Lesio

2024-01-31
Alicja
Mistrzem gaf w mojej nowej robocie jest Lesio – nazwijmy go tak ze względu na wielkie podobieństwo do tytułowego bohatera książki Joanny Chmielewskiej.

Byliśmy kiedyś w domu u klienta. Gdy już zakończyliśmy czynności, przystąpiliśmy do wydrukowania protokołu. Pan domu otrzymał go do przeczytania i wniesienia ewentualnych poprawek. Zawsze mamy ze sobą komputer i drukarkę, żeby wszystko szło sprawniej. Tym razem jednak drukarka rozładowała się i trzeba było podłączyć ją do prądu. Lesio odnalazł najbliższe gniazdko i podpiął urządzenie. Drukarka nie wykazała jednak żadnej aktywności. Brak prądu.
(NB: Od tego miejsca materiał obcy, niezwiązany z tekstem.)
PR #179, opened 2020-05-20
8245459: Add support for complex filter value var handle adaptation

mcimadamore:
It is sometimes necessary to apply a carrier transform on a VarHandle that is expressed in more than just a pair of unary function (e.g. from `A->B` and `B->A`). Sometimes the transform needs to act on some bit of external state.

It would be nice if `MemoryHandles::filterValue` would be enhanced to accept all functions of the kind:

`(C... A) ->B`
`(C... B) -> A`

Lesio po kilku nieudanych próbach uruchomienia drukarki, spytał gospodarza, czemu gniazdko od prądu nie działa. Gospodarz, nadal zajęty czytaniem dokumentów, na krótko oderwał wzrok od lektury, zerknął na gniazdko i wracając do czytania stwierdził: Bo podpiął się pan do odkurzacza centralnego.

Nikomu nie udało się powstrzymać śmiechu.